Besides Amare and Marion no one knew any of the other Suns before Nash came along. Remember when they had Marbury and sucked super hard? No one ever heard of Mike D'antoni either and everyone was saying they cant win games with that style.


----------



## Helvius (Jul 4, 2006)

Just look at Tim Thomas. Winner with Nash, loser with not. 

Or the other "best supporting cast" members before they played at Phoenix. And none of this "style" bull**** - it takes five and a catalyst and the only catalyst that'll produce the same results is Steve Nash.

This is getting ridiculous since every post has someone saying, "No, Duncan is better"; "No Wade is better"; "No [insert great player here] is better."

Get a clue. You're a whatever-aged basketball fan who posts on a forum and supports your favorite team/player/owner/organization. It usually doesn't matter the topic whether it be most improved, best player, ugliest mug - the player's uniform matches your avatar/comes from your teams.

At the end of the day, your opinion isn't the reporters' one; it isn't even the mainstream one. People buy into Steve Nash being MVP, the Suns being legit contenders, Mike D'Antoni revolutionizing the game and so on and so forth. If you get paid x-many number of dollars, coach a team and have your own woes to worry about then why lie and say something very praising of Nash - why not say, "Ben Gordon is coming into his own each night" or other such bull****.

You have Kobe and Arenas sniping at each other, Phil Jackson and Mark Cuban bsing and then you have several coaches highlighting that Steve Nash is the best player in the league. If they wanted to stump for their players like Mark Cuban does Dirk Nowitzki, the time would be the press conferences.

So just give up on this conversation. Stats don't matter; your team doesn't qualify because you love them; who was great ten years ago doesn't qualify; who won 3 awards in a row doesn't qualify into the conversation; nothing except reporters who make the money for what they do matter when it comes to the MVP.

And at the end of the day, all the nay-sayers in reporting apparently voted enough for Nash; all the announcers still say "Nash as MVP"; all the analysts say "Nash for MVP." Don't like it? Become an NBA great/coach/assistant and become a reporter and then vote for Kobe Bryant/Dwayne Wade/Tim Duncan.

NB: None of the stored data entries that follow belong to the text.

PR #1595, opened 2024-07-03
feat: skip proxy health check if connection is not active

### LINKED ISSUE #1588: should close health check connection after image data request done
The nydusd healthy check connection is 90s idle timeout (https://docs.rs/reqwest/latest/reqwest/struct.ClientBuilder.html#method.pool_idle_timeout), as the number of images increases in k8s cluster, the dragonfly server load will be stressful.

BruceAko:

Fixes #1588 

## Details

1. Add `last_active` field for `Connection`. When `Connection.call()` is called, `last_active`  is updated to current timestamp.
2. Add `check_pause_elapsed` field for `ProxyConfig` and `MirrorConfig`. Connection is considered to be inactive if the current time to the `last_active` time exceeds `check_pause_elapsed`.
3. In proxy and mirror's health checking thread's loop, if the connection is not active (exceeds `check_pause_elapsed`), this round of health check is skipped.
4. Update the document.

## Types of changes

## Checklist

### DIFF
--- a/api/src/config.rs
+++ b/api/src/config.rs
@@ -907,6 +907,9 @@ pub struct ProxyConfig {
     /// Replace URL to http to request source registry with proxy, and allow fallback to https if the proxy is unhealthy.
     #[serde(default)]
     pub use_http: bool,
+    /// Elapsed time to pause proxy health check when the request is inactive, in seconds.
+    #[serde(default = "default_check_pause_elapsed")]
+    pub check_pause_elapsed: u64,
 }
 
 impl Default for ProxyConfig {
@@ -917,6 +920,7 @@ impl Default for ProxyConfig {
             fallback: true,
             check_interval: 5,
             use_http: false,
+            check_pause_elapsed: 300,
         }
     }
 }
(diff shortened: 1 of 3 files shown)


imeoer:
Also need to handle the `start_mirrors_health_thread` func.

imeoer:
Please also update the [doc](https://github.com/dragonflyoss/nydus/blob/master/docs/nydusd.md) for these sections:

- Enable Mirrors for Storage Backend
- Enable P2P Proxy for Storage Backend

BruceAko:
The above has been revised, PTAL, thanks. @imeoer

api/src/config.rs
```diff
@@ -938,6 +942,9 @@ pub struct MirrorConfig {
     /// Maximum number of failures before marking a mirror as unusable.
     #[serde(default = "default_failure_limit")]
     pub failure_limit: u8,
+    /// Elapsed time to pause mirror health check when the request is inactive, in seconds.
+    #[serde(default = "default_check_pause_elapsed")]
+    pub check_pause_elapsed: u64,
```
imeoer, line 947: We have `health_check_interval`, so maybe name it `health_check_pause_elapsed` ?

imeoer (approved):
others LGTM, thanks!

api/src/config.rs
BruceAko: Ok

BruceAko: Fixed, PTAL :) @imeoer

imeoer (approved):

PR #1609, opened 2024-08-10
Fix: Correct compression algorithm case for Zstd in from_str implemen…

daiyongxuan:


daiyongxuan:
It seems remains bugs, I will check it.

PR #1984, opened 2026-07-20
builder: avoid coalescing hard-linked symlinks

### LINKED ISSUE #1983: [Bug] RAFS v5 bootstrap validation fails for hard-linked symlinks: invalid parent inode
### Problem Description

When building a RAFS v5 image from a directory containing multiple directory entries that are hard links to the same symbolic-link inode, `nydus-image create` succeeds but produces a bootstrap that cannot pass validation or be merged.

Image

### Expected Behavior

nydus-image create should generate a valid RAFS v5 bootstrap. The resulting bootstrap should pass both `nydus-image check` and `nydus-image merge`.

### Actual Behavior

create exits successfully, but both check and merge fail with:
```
Error:
    "invalid parent inode"
    at rafs/src/metadata/direct_v5.rs:446
Error: Invalid argument (os error 22)
```

### How to reproduce

```
# 1. Build nydus-image from the affected upstream commit.
rm -rf /tmp/nydus-source /tmp/nydus-hardlinked-symlink-repro
git clone https://github.com/dragonflyoss/nydus.git /tmp/nydus-source
cd /tmp/nydus-source
git checkout 18f9c2f8d7c4d2905c992202a62b63868c492ae6
cargo build --release --bin nydus-image

NYDUS_IMAGE=/tmp/nydus-source/target/release/nydus-image
WORKDIR=/tmp/nydus-hardlinked-symlink-repro

# 2. Create two directory entries that are hard links to one symlink inode.
mkdir -p "$WORKDIR/src/b"
ln -s target "$WORKDIR/src/a"
ln -P "$WORKDIR/src/a" "$WORKDIR/src/b/a"

stat -c 'inode=%i nlink=%h type=%F path=%n target=%N' \
  "$WORKDIR/src/a" "$WORKDIR/src/b/a"

# 3. Create a RAFS v5 bootstrap.
"$NYDUS_IMAGE" create \
  --blob "$WORKDIR/blob" \
  --bootstrap "$WORKDIR/bootstrap" \
  --source-type directory \
  --whiteout-spec none \
  --fs-version 5 \
  --compressor lz4_block \
  "$WORKDIR/src"
CREATE_RC=$?

# 4. Validate and merge the generated bootstrap.
RUST_BACKTRACE=1 "$NYDUS_IMAGE" check -v "$WORKDIR/bootstrap"
CHECK_RC=$?

RUST_BACKTRACE=1 "$NYDUS_IMAGE" merge \
  --bootstrap "$WORKDIR/merged-bootstrap" \
  "$WORKDIR/bootstrap"
MERGE_RC=$?

printf 'create=%s check=%s merge=%s\n' \
  "$CREATE_RC" "$CHECK_RC" "$MERGE_RC"
```

### Environment Details

Nydus source: dragonflyoss/nydus master
Git commit: 18f9c2f8d7c4d2905c992202a62b63868c492ae6
Build profile: release
Rust: rustc 1.94.0
Operating system: Debian GNU/Linux 10 (buster)
Kernel: Linux 5.4.250.bsk.9-amd64 x86_64

### Additional Information

Impact
Affected input: directory sources containing hard-linked symbolic links.
nydus-image create may silently produce an invalid RAFS v5 bootstrap.
Downstream validation and merge fail.
Regular-file hardlinks and independent symbolic links are not affected.

A proposed fix is to coalesce hardlinks only for regular files, assign distinct RAFS inodes to non-regular entries, and track the actual generated inode count separately.

zaliasc:
Directory builds used the source inode and device to coalesce all file types. Hard-linked symlinks under different directories could therefore reuse an inode lower than the parent inode, causing RAFS v5 bootstrap validation and merge to fail.

Limit hardlink coalescing to regular files and track the number of generated inodes separately. Add regression coverage for hard-linked symlinks while verifying that regular-file hardlinks remain coalesced.

## Overview
Fix RAFS v5 bootstrap validation failures caused by coalescing hard-linked symbolic links into the same RAFS inode.

When two symlink directory entries share the same source inode but are located under different parent directories, the builder may reuse a child inode number that is lower than its parent inode. Since RAFS only treats regular files with nlink > 1 as hardlinks, the symlink is validated as a normal child and fails with invalid parent inode.

## Related Issues
Fix #1983 

## Change Details
1. Limit source-inode based hardlink coalescing to regular files.
2. Assign a distinct RAFS inode with nlink=1 to each non-regular directory entry, including hard-linked symlinks.
3. Add inode_count to track the actual number of generated filesystem inodes independently from the regular-file hardlink cache.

What's worst about having this discussion is it's a regular season award; I'd take two Finals MVPs and two Championships in Phoenix any day of the week but here we have people who're going to ca-ca-ca-cry about Steve Nash winning twice in a row - boo bloody hoo.

As for best on the planet? At the moment? Who knows? We wouldn't be importing talent for some other reason. And what does the best player do? Does he win games or dazzle on the floor? It's too vague with too many great ball players. The MVP doesn't have a set formula but it's pretty straightforward - Most Valuable Player. Value. It's all subjective but at the end of the year you can say - ah, they won 64 games and Steve Nash was the catalyst... valuable... or ah, almost everyone's gone and they're in the playoffs again... valuable.


----------



## kflo (Jun 28, 2002)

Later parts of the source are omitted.